[Records from a collection]
# # # # # # #

PR #26, opened 2021-09-03
US131038: Display uploaded SRT and WebVTT files

MarquisLP:
https://user-images.githubusercontent.com/9592685/132411335-edad765b-c715-4a37-a0c5-713d534269b5.mp4

**Captions cue editing controls (edit text, edit timestamps, delete) don't have any functionality yet.**

For optimization and to keep the page from freezing due to DOM overload, I used [Intersection Observer](https://developer.mozilla.org/en-US/docs/Web/API/Intersection_Observer_API) to gradually add captions cues to the DOM whenever the user scrolls down to the bottom of the list. On Firefox, Chrome, and Edge this works well, but on Safari the scrolling begins to lag after the first 100-150 cues. I will try to open a follow-up PR that adds further optimization by hiding cues when they are scrolled out of view.

***

**Previous demo**

https://user-images.githubusercontent.com/9592685/132047834-9af276f0-dd73-4678-9151-9f6970965db4.mov


capture/d2l-capture-producer/scripts/vtt.min.js
```diff
@@ -0,0 +1,3 @@
+/* vtt.js - v0.12.1 (https://github.com/mozilla/vtt.js) built on 03-12-2015 */
```
MarquisLP, line 1: Mozilla's vtt.js library doesn't use ES6 exports, so I had to include the pre-built minified script directly in the project. vtt.js hasn't been updated since 2015 but is still in active use, so it should be safe to hardcode the script like this.

capture/d2l-capture-producer/test/captions-utils.test.js
```diff
@@ -0,0 +1,190 @@
...
+00:06.000 --> 00:08.000
+<v Roger Bingham>from the American Museum of Natural History
+
+00:03.000 --> 00:06.000
+<v Roger Bingham>We’re actually at the Lucern Hotel, just down the street
+
+00:08.000 --> 00:10.000
+<v Roger Bingham>And with me is Neil deGrasse Tyson`;
+
+			const vttParserMock = {};
```
MarquisLP, line 109: vtt.js needs a DOM page when imported, so I mocked it instead to keep these unit tests lightweight.

capture/d2l-capture-producer/src/d2l-video-producer-captions.js
```diff
@@ -1,26 +1,274 @@
...
+			if (propName === 'captionCues') {
+				if (oldValue && oldValue.length === 0 && this.captionCues.length > 0) {
+					const options = {
+						root: this.shadowRoot.querySelector('.d2l-video-producer-captions-cues-list'),
+						rootMargin: '0px',
+						threshold: 0.1,
+					};
+					const listBottom = this.shadowRoot.querySelector('.d2l-video-producer-captions-cues-list-bottom');
+					this.intersectionObserver = new IntersectionObserver(this._updateVisibleCuesInList, options);
+					this.intersectionObserver.observe(listBottom);
```
MarquisLP, line 143: This strategy for infinite scroll was taken from: https://dev.to/trex777/infinite-scrolling-using-intersection-observer-api-118l

The idea is that we have a `<div>` at the bottom of the captions list. When the user scrolls to the bottom of the list, the `<div>` becomes visible, triggering the Intersection Observer to call `_updateVisibleCuesInList()` to add more cue elements to the list.

capture/d2l-capture-producer/src/constants.js
```diff
@@ -19,6 +19,10 @@ const constants = {
 	},
 	CANVAS_WIDTH: 985,
 
+	// Captions
+	MAX_CAPTIONS_UPLOAD_SIZE_IN_BYTES: Math.pow(2, 30), // 1 GB
```
MichaelKovalchuk, line 23: can we make it more obvious? 1024*1024*1024 ?

MichaelKovalchuk:
going to discuss design ideas on Tuesday

MarquisLP:
Added a new demo video to the first comment, showing the new collapsible layout for the captions cues.

MichaelKovalchuk:
looks better now, i would probably make the timer buttons next to the Start and End Text Edits
Also, these text edits, including text area do not look like d2l styled

MichaelKovalchuk (approved):

MarquisLP:
> Also, these text edits, including text area do not look like d2l styled

Thanks for catching that. When I refactored the cue list item into its own LitElement class, I forgot to copy over the D2L styles for textareas. I'll fix that now.

MarquisLP:
Fixed text input styles

Sadly, there isn't enough horizontal space to put the time icons beside the text inputs. I tried shrinking the text inputs and the icon buttons, but the D2L components don't have options for resizing.

MichaelKovalchuk:
Maybe put it next to Start and End?

capture/d2l-capture-producer/src/d2l-video-producer-captions.js
```diff
@@ -1,26 +1,351 @@
...
+
+	static get styles() {
+		return [ inputStyles, labelStyles, css`
+			.d2l-video-producer-captions-cues-list-item {
+				display: flex;
+				flex-direction: column;
+				background-color: var(--d2l-color-gypsum);
+				border-radius: var(--d2l-input-border-radius, 0.3rem);
+				padding: 12px;
+				margin-bottom: 15px;
```
AdmiralCoco, line 30: Nit: I like to keep styles alphabetically sorted for readability - [VSCode has an extension for this](https://marketplace.visualstudio.com/items?itemName=Tyriar.sort-lines)

capture/d2l-capture-producer/src/d2l-video-producer-captions.js
```diff
@@ -1,26 +1,351 @@
...
+	// <script> tags must be added via Javascript in LitElement.
+	// https://stackoverflow.com/a/55693185
+	_appendVttScript() {
+		const script = document.createElement('script');
+		script.src = '../scripts/vtt.min.js';
+		return script;
+	}
+
+	_onFilesAdded(event) {
+		if (event && event.detail && event.detail.files.length === 1) {
```
AdmiralCoco, line 273: Minor: we could invert this statement to return early instead, to reduce nesting and having the code under the if block

capture/d2l-capture-producer/src/d2l-video-producer-captions.js
```diff
@@ -1,26 +1,351 @@
...
+			const file = event.detail.files[0];
+			const extension = file.name.split('.').pop();
+			const alertToast = this.shadowRoot.querySelector('#d2l-video-producer-captions-alert-toast');
+			if (!['srt', 'vtt'].includes(extension.toLowerCase())) {
+				alertToast.setAttribute('open', 'open');
+				alertToast.setAttribute('type', 'critical');
+				alertToast.innerText = this.localize('captionsInvalidFileType');
```
AdmiralCoco, line 280: Perhaps instead of setting the `alertToast` here, we could add a helper to reuse, e.g.,
```js
_openAlertToast({type, text}) {
    const alertToast = this.shadowRoot.querySelector('...');
    alertToast.setAttribute('...');
}
```

And update it to be:
```suggestion
				this._openAlertToast({type: 'critical', text: this.localize('captionsInvalidFileType')});
```

AdmiralCoco (approved):
Looks great @MarquisLP !

MarquisLP:
> Maybe put it next to Start and End?

Got it to work:

Sync buttons above timestamps

capture/d2l-capture-producer/src/d2l-video-producer-captions.js
MarquisLP: Thanks for suggesting that extension! I'll do that as it would be consistent with how the functions are sorted.

PR #28, opened 2021-09-15
US131039: Implement revision selection in Capture Central Producer

MarquisLP:
This PR adds a revision dropdown that allows the user to load and edit the full list of revisions for a content object. If the user tries to switch revisions while the current revision has unsaved changes, a confirmation dialog is shown.

https://user-images.githubusercontent.com/9592685/133482826-b0af9285-db44-4b3e-9162-0b424fcea4b8.mp4

The UI changes (e.g. changing the save icon button to a "Save Draft" button) were made according to a discussion I had with Michael and Peter.

Right now, Content Service doesn't store timestamps for content revisions. Because of that, the revision dropdown displays the revision indices for now. Once revision timestamps have been added in Content Service, a followup PR will change the dropdown to display pretty-fied timestamps.

Upcoming PRs will:
- Save captions data alongside metadata
- Mirror the UI changes in the [Producer demo page](https://github.com/Brightspace/content-components/blob/master/capture/d2l-capture-producer/demo/demo-video-producer.js)


applications/d2l-capture-central/src/pages/producer/d2l-capture-central-producer.js
```diff
@@ -224,6 +276,32 @@ class D2LCaptureCentralProducer extends DependencyRequester(PageViewElement) {
 		this._selectedLanguage = e.detail.selectedLanguage;
 	}
 
+	async _handleSelectedRevisionChanged(e) {
+		const newlySelectedRevisionIndex = this._revisionsLatestToOldest.length - Number.parseInt(e.target.text.match(/(\d+)/));
```
AdmiralCoco, line 280: Would it be easier if we used [data-attributes](https://developer.mozilla.org/en-US/docs/Learn/HTML/Howto/Use_data_attributes) on the menu items to indicate the indices?
e.g.,
```js
<d2l-menu-item data-revisionIndex=0>

...

const newlySelectedRevisionIndex = this._revisionsLatestToOldest.length - e.target.dataset.revisionIndex
```
(Happy with your current regex approach, if you think it's added complexity or doesn't improve readability)

AdmiralCoco (approved):
Looks good 👍

applications/d2l-capture-central/src/pages/producer/d2l-capture-central-producer.js
MarquisLP: Wow, thanks for the heads-up on data-attributes. I didn't know about them at all, but I can already see them being very useful. I'll use them here as they'd help reduce the complexity a great deal (not needing regex, not needing to convert from index to 'reverse' index).

PR #29, opened 2021-09-22
US131039: Load/Save captions and metadata internally in Producer

MarquisLP:
This PR:
- Refactors all loading and saving functionality into Producer, rather than handling this logic in Producer's parent (Capture Central in this case).
- Adds the ability to load and save captions for a specific revision and locale.

**For now, captions and metadata are saved to the latest revision as draft files. The draft workflow will be fixed in followup PRs here and in d2l-content-service.**

https://user-images.githubusercontent.com/9592685/134427854-daf33dad-872b-4483-be3e-10e19c8773de.mp4

***

Significant changes were made to captions parsing. Instead of manually parsing a WebVTT file using util functions, we take a URL to the raw WebVTT text and pass it down to the Media Player. The Media Player then passes the text down to a `<track>` element, which automatically parses the text into VTTCue objects. These VTTCues are then passed back up to Producer, which passes it down to Captions Editor.

This has the added benefit of keeping the Captions Editor and the Media Player synchronized: the captions shown in the editor will also appear during media playback.

When an SRT file is uploaded, we convert it to WebVTT text, attach it to a temporary URL using [URL.createObjectURL()](https://developer.mozilla.org/en-US/docs/Web/API/URL/createObjectURL), then pass this URL to the Media Player so that it's parsed the same way as a WebVTT file.

***

Currently, captions do not reload when changing the selected language in Producer. This will also be addressed in a future PR.


MarquisLP:
Closing because Sauce Connect for this repo fails on forks. The new PR is #30.

PR #30, opened 2021-09-23
US131039: Load/Save captions and metadata internally in Producer

MarquisLP:
This PR:
- Refactors all loading and saving functionality into Producer, rather than handling this logic in Producer's parent (Capture Central in this case).
    - As a result, Producer now takes in 3 attributes:
        - endpoint
        - tenantId
        - contentId
- Adds the ability to load and save captions for a specific revision and locale.

**For now, captions and metadata are saved to the latest revision as draft files. The draft workflow will be fixed in followup PRs here and in d2l-content-service.**

https://user-images.githubusercontent.com/9592685/134427854-daf33dad-872b-4483-be3e-10e19c8773de.mp4

***

Significant changes were made to captions parsing. Instead of manually parsing a WebVTT file using util functions, we take a URL to the raw WebVTT text and pass it down to the Media Player. The Media Player then passes the URL down down to a `<track>` element, which automatically loads the text and parses it into VTTCue objects. These VTTCues are then passed back up to Producer, which passes it down to Captions Editor.

This has the added benefit of keeping the Captions Editor and the Media Player synchronized: the captions shown in the editor will also appear during media playback.

When an SRT file is uploaded, we convert it to WebVTT text, attach it to a temporary URL using [URL.createObjectURL()](https://developer.mozilla.org/en-US/docs/Web/API/URL/createObjectURL), then pass this URL to the Media Player so that it's parsed the same way as a WebVTT file.

***

Currently, captions do not reload when changing the selected language in Producer. This will also be addressed in a future PR.


capture/d2l-capture-producer/demo/demo-video-producer.js
```diff
@@ -93,11 +93,6 @@ class DemoVideoProducer extends LitElement {
 				</div>
 
 				<d2l-capture-producer
-					.defaultLanguage="${this.defaultLanguage}"
-					.metadata="${this.metadata}"
-					.selectedLanguage="${this.selectedLanguage}"
-					@metadata-changed="${this._handleMetadataChanged}"
-					src="http://commondatastorage.googleapis.com/gtv-videos-bucket/sample/BigBuckBunny.mp4"
 				></d2l-capture-producer>
```
MarquisLP, line 96: Removed these on the demo page for now so that Lit tests don't break. The demo page will either be revised or removed in another PR.

capture/d2l-capture-producer/scripts/vtt.min.js
```diff
@@ -1,3 +0,0 @@
-/* vtt.js - v0.12.1 (https://github.com/mozilla/vtt.js) built on 03-12-2015 */
```
MarquisLP, line 1: This file is no longer needed because we now parse WebVTT text using the Media Player.

capture/d2l-capture-producer/src/d2l-video-producer-captions.js
```diff
@@ -354,22 +365,42 @@ class VideoProducerCaptions extends InternalLocalizeMixin(LitElement) {
...
+
+	_updateLazyLoadForCaptionsCuesList(oldCaptionsValue) {
+		if (!this.loading && oldCaptionsValue && oldCaptionsValue.length === 0 && this.captions.length > 0) {
+			const options = {
+				root: this.shadowRoot.querySelector('.d2l-video-producer-captions-cues-list'),
+				rootMargin: '0px',
+				threshold: 0.1,
+			};
+			const listBottom = this.shadowRoot.querySelector('.d2l-video-producer-captions-cues-list-bottom');
+			this.intersectionObserver = new IntersectionObserver(this._loadMoreVisibleCuesIfListBottomReached, options);
```
MichaelKovalchuk, line 391: maybe we could call it `listBottomObserver` ? 
then, `_loadMoreVisibleCuesIfListBottomReached` could be renamed to `_loadMoreVisibleCues`

MichaelKovalchuk (approved):

MichaelKovalchuk (approved):

capture/d2l-capture-producer/d2l-capture-producer.js
```diff
@@ -1,29 +1,54 @@
...
-			defaultLanguage: { type: Object },
-			metadata: { type: Object },
-			selectedLanguage: { type: Object },
-			src: { type: String, reflect: true },
+			_alertMessage: { type: String, attribute: false },
+			_captions: { type: Array, attribute: false },
+			_captionsUrl: { type: String, attribute: false },
+			_captionsLoading: { type: Boolean, attribute: false },
+			_content: { type: String, attribute: false },
+			contentId: { type: String, attribute: 'content-id' },
```
AdmiralCoco, line 36: Nit: I prefer keeping the _ properties separate ("private" vs. public properties)

AdmiralCoco (approved):

PR #31, opened 2021-09-23
Add auto captions generation option to upload component.

qwangd2l:
Replace dependency provider/requester with the ones provided from brightspace/core mixins.

The list of languages and their codes depend on the api endpoint `/d2l/api/le/1.58/wcs/autoCaptionsLanguageCodes` added in this LE PR: https://github.com/Brightspace/lms/pull/14369

What it looks like:

https://user-images.githubusercontent.com/37313128/134565081-56ce4638-d99d-4b8e-9c36-cb6a009e572a.mov


MichaelKovalchuk (approved):

MichaelKovalchuk:
can we make dropdown height slightly smaller so the auto-captions checkmark would showup?

core/d2l-content-uploader/src/state/uploader.js
```diff
@@ -105,7 +105,8 @@ export class Uploader {
 
 			await this.apiClient.processRevision({
 				contentId: this.content.id,
-				revisionId: this.revision.id
+				revisionId: this.revision.id,
+				captionLanguages,
```
MichaelKovalchuk, line 109: when we create revision, if the language is set, we should also pass sourceLanguage: https://github.com/Brightspace/d2l-content-service/blob/master/api/models/content.js#L49

qwangd2l:
> can we make dropdown height slightly smaller so the auto-captions checkmark would showup?

This is a bit complicated to do since we are using styles provided for select. If we make it smaller, the text doesn't look great either. The amount of size decrease we'd have to make to get the checkmark to show up without scrolling is a lot.

Should we rearrange the UI somehow?

MichaelKovalchuk:
image
So there is no way we can remove the padding here? I marked it red

MichaelKovalchuk:
image
I modded the dialog a bit. To me, it looks just a good a before, but, now we should have the estate for checkmark

qwangd2l:
> image
> So there is no way we can remove the padding here? I marked it red
> All this blank space seems to be unnecessary

Oh, yes we can remove these paddings in the file-drop element. 

Maybe something like this if we just remove all the padding from file-drop element:
Screen Shot 2021-09-23 at 1 57 03 PM

MichaelKovalchuk:
it already looks better to me. just one thing 
image

qwangd2l:
Updated the layout and the demo video in the original PR description.

MichaelKovalchuk (approved):

PR #35, opened 2021-09-29
US131578: Update Producer's revisions UI to match draft workflow 

MarquisLP:
The draft and revisions workflow for Producer X will be as follows:

- **A Producer X session serves as a "canvas" for the latest draft.** On initial page load, Producer X retrieves and displays the draft data for the latest revision. When the user clicks "Save Draft", Producer X will always save to the latest revision's draft.
- **Past revisions can be copied from, but they are never modified.** There is no longer the concept of "switching the currently-loaded revision" using the revisions dropdown. Now, the dropdown simply copies the data from a selected revision onto the current session's "canvas". Saving this copied data will send it to the latest draft, _not_ to the revision it was copied from.
- **When a revision is finished and published, Producer X automatically starts working on the new revision's draft (which carries over the data from the previous revision).**

This PR updates the revisions and loading/saving UI to better communicate this workflow to the user:

- The revisions dropdown has been reworded to make it clear that we are copying past data, not switching between revisions. This includes rewording the warning popup that appears when selecting a revision in the dropdown while the user has unsaved changes.
- A "Saved/Unsaved" indicator has been added at the top of the editor, indicating whether anything has changed compared to the latest draft. One of the things that will trigger the "Unsaved" state is copying from a past revision.

**Captions still do not support drafts; they're currently shared between drafts and non-drafts.** Draft support for captions will be added in followup PRs in this repo and in d2l-content-service.

https://user-images.githubusercontent.com/9592685/135313844-7f6a12f8-0a64-441b-9a6e-3a05b56641d3.mp4


MichaelKovalchuk (approved):

AdmiralCoco:
>If the work is not saved, we should add a Dialog with a warning that user progress may be lost. We can add it in a separate PR, i think

I believe In the current producer, we open in a new window and add a [listener](https://github.com/Brightspace/capture-producer/blob/master/src/capture-producer.js#L63) for `onBeforeUnload`, to confirm before navigating away

Given that this is now within a SPA, the approach we use may be different

capture/d2l-capture-producer/d2l-capture-producer.js
```diff
@@ -1196,6 +1199,38 @@ class CaptureProducer extends RtlMixin(InternalLocalizeMixin(LitElement)) {
...
+				<p class="d2l-label-text" style="color: var(--d2l-color-feedback-warning);">${this.localize('unsaved')}</p>
+				<d2l-icon class="d2l-video-producer-saved-unsaved-indicator-icon" icon="tier1:alert" style="color: var(--d2l-color-feedback-warning);"></d2l-icon>
+			`;
+		} else {
+			contents = html`
+				<p class="d2l-label-text" style="color: var(--d2l-color-feedback-success);">${this.localize('saved')}</p>
+				<d2l-icon class="d2l-video-producer-saved-unsaved-indicator-icon" icon="tier1:check-circle" style="color: var(--d2l-color-feedback-success);"></d2l-icon>
+			`;
+		}
+		return html`<div class="d2l-video-producer-saved-unsaved-indicator-container">${contents}</div>`;
```
AdmiralCoco, line 1231: Minor: Alternatively, we could move some of the differences to variables I think? - e.g., 

```suggestion
  let icon = 'tier1:check-circle';
  let feedbackColor = 'var(--d2l-color-feedback-success)';
  let langterm = 'saved';
    
  if (this._unsavedChanges) {
    feedbackColor = 'var(--d2l-color-feedback-warning)';
    langterm = 'unsaved';
    icon = 'tier1:alert';
  }
  return html`
    <div class="d2l-video-producer-saved-unsaved-indicator-container">
      <p class="d2l-label-text" style="color: ${feedbackColor};">
        ${this.localize(langterm)}
      </p>
      <d2l-icon class="d2l-video-producer-saved-unsaved-indicator-icon" icon="${icon}" style="color: ${feedbackColor};"></d2l-icon>
    </div>`;
```

I think this reduces the duplication a bit but might be negligible - happy with what you have as well

AdmiralCoco (approved):
Looks great - the copy from previous revision makes a lot of sense as well 👍

MarquisLP:
> Given that this is now within a SPA, the approach we use may be different

That's true. Given that the way to leave Producer X varies depending on where it's is embedded (closing the "Edit Video" dialog in Course Content, clicking Back or on a breadcrumb in Capture Central, etc.), my preliminary idea is to make `unsavedChanged` into a [reflected LitElement property](https://lit-element.polymer-project.org/guide/properties#reflected-attributes) so that the parent can observed it and implement custom confirmation logic.

However, it would be nice to have a solution internal to Producer so that we don't have to duplicate work across different parts of LE. I'll think about this more deeply before opening a PR for it.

# # # # # # #

## Problem statement
Counting only lines that contain the word "event", state how many appear in the entries, and add nothing.

## Result for this task
3